Israel had planned to return the bodies of two Palestinians — Isra Khazimia and Amjad Abu Sultan — on “humanitarian grounds.” At the time of the alleged attacks, Khazimia was said to have had mental health issues while Abu Sultan was a minor.
But when they handed over the remains of Abu Sultan, his family informed the soldiers that it was the wrong body. The remains have not been publicly identified.
"Upon return of the body, it was revealed that the body was identified incorrectly. This unfortunate mistake is being reviewed by the relevant authorities," the military said in a statement. It apologized for the mistake and said the correct remains would be returned to the family on Saturday.
The Palestinian Civil Affairs Committee, which coordinates day-to-day activities with Israel, said it was Abu Sultan’s family who noticed the body was not their son's. The family could not immediately be reached for comment.
Abu Sultan, a teenager, was killed in October while attempting to throw firebombs at cars near an Israel settlement, the army said. Israeli police shot and killed Khazimia in September, when she allegedly tried to stab an officer in Jerusalem’s Old City. Her remains were returned as planned.
Israel says its policy of holding the remains of Palestinian attackers is needed to deter future attacks and for possible exchanges for the remains of two Israeli soldiers held by the Palestinian militant group Hamas in the Gaza Strip. Israel and its enemies have a long history of trading prisoners as well as the remains of those killed in armed conflict.
The Jerusalem Legal Aid and Human Rights Center, a Palestinian rights group, says Israel is holding the remains of around 80 Palestinians, many in secret cemeteries where their graves are marked by numbered plaques.
In a separate development, vandals slashed tires on nearly a dozen Palestinian-owned vehicles overnight in a tense Jerusalem neighborhood where Jewish settlers have been waging a decades-long legal battle to evict Palestinians, residents said Friday.
CCTV footage shows three hooded men entering a fenced-off area of Sheikh Jarrah before slashing tires of parked cars.

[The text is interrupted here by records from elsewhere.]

PR #199, opened 2017-11-02
Fixes the collision time calculation

nomad010:
The collision detection code ignores certain cases. This makes the code over-enthusiastic when saying there is a collision.

Synopsis of fix:
* Calculate t1 and t2 correctly
* The only valid t values are between 0 and 1. Values less than 0 indicate a collision if we went back in time. Values greater than 1 indicate a future collision, but only after the circles would have stopped moving.

### DIFF
--- a/environment/core/SimulationEvent.cpp
+++ b/environment/core/SimulationEvent.cpp
@@ -143,23 +143,15 @@ auto collision_time(
         return { true, t };
     }
     else if (disc > 0) {
-        auto t1 = (-b + std::sqrt(disc)) / (2 * a);
-        auto t2 = (-b - std::sqrt(disc)) / (2 * a);
+        const auto t1 = -b + std::sqrt(disc);
+        const auto t2 = -b - std::sqrt(disc);
 
-        // Handle cases where t2 is lower than t1
-        if(t2 < t1) {
-            std::swap(t1, t2);
-        }
-
-        if(t1 >= 0.0 && t1 <= 1.0) {
-            /// t1 is valid to pick, because it is in between 0 and 1
-            return { true, t1 };
-        } else if (t1 <= 0.0 && t2 >= 0.0) {
-            /// t1 is before 0 and t2 is after, but that means at t = 0.0 we are colliding
-            return { true, 0.0 };
+        if (t1 >= 0.0 && t2 >= 0.0) {
+            return { true, std::min(t1, t2) / (2 * a) };
+        } else if (std::min(t1, t2) <= 0.0 && std::max(t1, t2) >= 0.0) {
+            return { true, 0.0}
         } else {
-            /// The range [0, 1] does not intersect with [t1, t2]
-            return { false, 0.0 };
+            return { true, std::max(t1, t2) / (2 * a) };
         }
     }
     else {
--- a/environment/core/SimulationEvent.cpp
+++ b/environment/core/SimulationEvent.cpp
@@ -143,8 +143,13 @@ auto collision_time(
         return { true, t };
     }
     else if (disc > 0) {
-        const auto t1 = (-b + std::sqrt(disc)) / (2 * a);
-        const auto t2 = (-b - std::sqrt(disc)) / (2 * a);
+        auto t1 = (-b + std::sqrt(disc)) / (2 * a);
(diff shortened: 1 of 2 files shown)


Janzert:
Checking that 0 <= time <= 1 is handled by the caller.

Also I haven't looked at either the changes or the original enough to understand either, but some brief local testing seems to show that the changes make the function miss many collisions.

nomad010:
Yes, I have fixed the missed cases. I also missed the check for t in range in the caller. However, there is still a check for min(t1, t2) < 0 and max(t1, t2) > 0 where the circles are colliding initially. In that case you will say the initial impact is when the points is at max(t1, t2) instead of 0. (not that it has any material impact on the game). I will close the PR if you want.

Janzert:
Although it's not used by the engine (and even of debatable use) I think we should leave the current behavior intact of returning the collision time whenever it occurs whether in the past or far in the future.

On the other part, after looking at it a bit more I definitely still don't understand everything that is happening in the function. But if what I did pick up is correct, t1 and t2 are essentially the times at which the collision begins and ends. So if their sign matches you want the closest to 0 (i.e. the one that is closest in the past or future respectively). But when one is negative and the other positive that indicates we are in the midst of the collision and should return 0.

Currently the function only tests if both are >= 0 and returns the smallest one (as it should), but then it just lumps the other two cases together and returns the largest one. This gives an erroneous result if one is negative and the other positive. This will lead to actual incorrect results in games, although probably fairly rarely. In the case of two ships that start a turn within combat range and are moving but don't get out of range within the turn they won't trigger an attack between them (since the collision time returned by the function will be larger than 1).

I would recommend going back to the original if/else sequence, change the original else clause to an `else if (t1 <= 0 and t2 <= 0) {` and add a new else that return { true, 0.0 }. I believe this maintains the current behavior in regards to negative and times larger than 1 while also fixing the bug.

nomad010:
I will make the changes you requested.

nomad010:
I have made the changes, but I have only added a single check for where one is negative and one is positive.

environment/core/SimulationEvent.cpp
```diff
@@ -148,8 +148,9 @@ auto collision_time(
 
         if (t1 >= 0.0 && t2 >= 0.0) {
             return { true, std::min(t1, t2) / (2 * a) };
-        }
-        else {
+        } else if (std::min(t1, t2) <= 0.0 && std::max(t1, t2) >= 0.0) {
```
Janzert: This works, but it means having two unnecessary min and max calls. Also the the 'in a collision' case is almost certainly the least common so should be slightly more performant at the end of the if/else if/else chain.

I also think having the first option `if (t1 >= 0.0 && t2 >= 0.0)` and the second option `else if (t1 < 0.0 && t2 < 0.0)` makes it more clear what the three branches are actually covering.

Having said that, the code as is looks like it should work correctly.

environment/core/SimulationEvent.hpp
```diff
@@ -6,6 +6,7 @@
 #include <iostream>
 #include <unordered_set>
 #include <vector>
+#include <algorithm>
```
Janzert: This is also no longer needed.

nomad010: Oops. I will remove.

environment/core/SimulationEvent.cpp
nomad010: Technically, t2 should always be less than than t1 according to the calculations which would simplify the code, but the fact is not used elsewhere in the code so I did not either. I will make the changes and put another else if as you suggested.

Janzert: Just to be sure it's clear. There doesn't need to be a second `else if`, just make the current `else` branch the `else if` using the condition above and move the `return { true, 0.0 };` into the `else` branch.

Thanks for finding the issue and putting in the work to fix this.

nomad010:
Comments addressed.

environment/core/SimulationEvent.cpp
nomad010: I have done as you asked. Thanks for the comments and taking the time to look at PR.

harikmenon:
@Janzert : is it approved from your end?

PR #204, opened 2017-11-03
Ruby starter: Fix planets' references to docked ships

Billiam:
Fixes a string/integer mismatch for a planet's docked ships. 

Planets would have populated ship ids (so that docked ship count was accurate), but would not link these correctly to ship instances.


harikmenon:
Thanks for the contribution,

PR #207, opened 2023-06-04
misc: Add allocation limit to `try_vec!`

Serial-ATA:
This adds an arbitrary allocation limit of 8MB for any one item, which should be more than enough in any case.

This was changed to stop the fuzz tests from failing with OOM errors.

### DIFF
--- a/CHANGELOG.md
+++ b/CHANGELOG.md
@@ -11,6 +11,9 @@ and this project adheres to [Semantic Versioning](https://semver.org/spec/v2.0.0
 
 ### Changed
 - **Probe**: The default `ParsingMode` is now `ParsingMode::BestAttempt` (It was previously `ParsingMode::Strict`)
+- **Alloc**:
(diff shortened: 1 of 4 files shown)


hinto-janai:
Does this include `Picture`'s?

I'm sure I have some audio files with enormous embedded images (although probably not >8MB...?)

I'll scan all of them and report back.

Serial-ATA:
Yeah, this includes pictures as well. I haven't encountered any image >8MB in my experience.

hinto-janai:
I have a few that are `5.1 MB`. Is there a downside to increasing the limit to just before the fuzz tests start failing?

Serial-ATA:
The fuzz tests would OOM at different points depending on the system.

I think 8MB is probably a safe size. Having a single tag item >8MB seems a little crazy to me. Unless there's something I'm not thinking of.

hinto-janai:
Ok, sounds good.

Serial-ATA:
Actually, it wouldn't hurt to make this configurable in `ParseOptions` eventually. I'll make an issue for that.

PR #212, opened 2023-07-02
ID3v2: Report bad or unsupported frame IDs

uklotzde:
This is the first step to reveal information about malformed/unsupported tags.

Those frames should be skipped when parsing in `Relaxed` mode.

Note: The `BadFrameId` error was used for different purposes, not only for parsing as the message suggests.

### DIFF
--- a/src/error.rs
+++ b/src/error.rs
@@ -4,6 +4,7 @@
 //! which can be extended at any time.
 
 use crate::file::FileType;
+use crate::ItemKey;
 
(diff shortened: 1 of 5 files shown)


Serial-ATA:
Thanks, I reverted the purely fmt changes. I don't think it looks too good, I'll have to configure rustfmt to cut that out.

uklotzde:
I had to update my (barely) used nightly toolchain just to fix the CI errors. This is inconvenient.

PR #214, opened 2023-07-02
ID3v2: Ignore frames with bad IDs while reading

uklotzde:
Follow-up of #212.


uklotzde:
CI fails again due to unrelated rustfmt errors.

src/id3/v2/frame/header.rs
```diff
@@ -24,12 +26,20 @@ where
...
+		.map_err(|_| Id3v2Error::new(Id3v2ErrorKind::BadFrameId(frame_id_bytes.to_vec())).into())
+		.map(|id_str| {
+			upgrade_v2(id_str).map_or_else(|| Cow::Owned(id_str.to_owned()), Cow::Borrowed)
+		})
+		.and_then(FrameId::new_cow)
+	{
+		Ok(id) => id,
+		Err(err) => match parse_mode {
+			ParsingMode::Strict => return Err(err),
+			ParsingMode::BestAttempt | ParsingMode::Relaxed => return Ok(None),
```
Serial-ATA, line 40: `Ok(None)` is currently used to indicate that we encountered padding or the reader is exhausted. This won't only ignore the bad frame ID, but stop reading the tag entirely.

I think errors should continue to be thrown from `parse_*_header`, and handled once in `Frame::read`. That'd simplify things a bit, since the match on `parse_mode` appears 3 times in this file.

From there, you can return `Ok((None, false))` from `Frame::read` to indicate that there *are* more frames to come after the failure:
https://github.com/Serial-ATA/lofty-rs/blob/f1e8ab6c2fb1bb275a15d9e4246ad49f2dbbb3da/src/id3/v2/read.rs#L50-L56

uklotzde: The `Option` is the wrong choice here and very confusing. It needs to be replaced by a dedicated type that reveals the semantics.

src/id3/v2/frame/read.rs
```diff
@@ -11,23 +11,43 @@ use std::io::Read;
...
+			Ok(None) => {
+				// Stop reading
+				return Ok(Self::Eof);
+			},
+			Ok(Some(some)) => some,
+			Err(err) => {
+				match parse_mode {
+					ParsingMode::Strict => return Err(err),
+					ParsingMode::BestAttempt | ParsingMode::Relaxed => {
+						// Skip this frame and continue reading
```
Serial-ATA, line 45: I added a test for this, and just realized that the frame will not actually be skipped over.

There would need to be a way to get the `size` out of the header even if there's an error.

uklotzde: Fixed.

Code could be improved later to avoid the mutable reference param. Not urgent.

uklotzde: The naming of `ParsedFrame` is more appropriate now, because the skipping actually happens later.

Serial-ATA:
Thanks!

I'll move Clippy/rustfmt to stable, the failures are annoying.

PR #215, opened 2023-07-02
Support 'Involved People List' Id3v2 frame

### LINKED ISSUE #213: ID3v2 IPLS/TPIL Involved People List is not read correctly
### Reproducer

Run the tag_reader example with the attached file (Audio has been removed for copyright reasons but the tag remains, also rename it to mp3, I renamed it to txt since Github doesn't allow mp3 upload)

### Summary

I stepped through the lofty code with a debugger and the TIPL tag (IPLS in the file) is read incorrectly. IPLS is a list of terminated strings ([source](https://web.archive.org/web/20150222220706/http://id3.org/id3v2.3.0#Involved_people_list)). Lofty tries to read it as one string and so only the first item is read. Then lofty will try to read the next frame in the data of the IPLS tag and crash.

### Expected behavior

The IPLS frame is read correctly

### Assets

!!! RENAME TO MP3 !!!
[testz.txt](https://github.com/Serial-ATA/lofty-rs/files/11929284/testz.txt)

FriederHannenheim:
fixes #213


uklotzde:
I suggest to add a round trip test (write -> read -> verify) an ID3v2 tag that contains a `KeyValueFrame`.

src/id3/v2/frame/content.rs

It was unclear who was responsible, but recent weeks have seen an escalation in settler violence toward Palestinians in the occupied West Bank.
Israeli police say they are investigating the incident.
Protests and clashes over the threatened evictions helped spark the 11-day Gaza war in May. Two weeks ago, four Palestinian families from Sheikh Jarrah rejected a settlement floated by the Israeli Supreme Court that would delay their eviction for the next 15 years.
None of the 11 cars whose tires were deflated were owned by those Palestinian families, according to residents.
Sheikh Jarrah is in east Jerusalem, which Israel captured along with the West Bank and the Gaza Strip in the 1967 Mideast war. Israel annexed east Jerusalem in a move not recognized by most of the international community, and it considers the entire city its capital. It has portrayed the legal battle in Sheikh Jarrah as a local real-estate dispute.
The Palestinians want east Jerusalem to be the capital of a future state that includes the West Bank and Gaza, where Israel withdrew forces in 2005. They say the settlers, with backing from the state, are trying to drive them out of the city and change its identity.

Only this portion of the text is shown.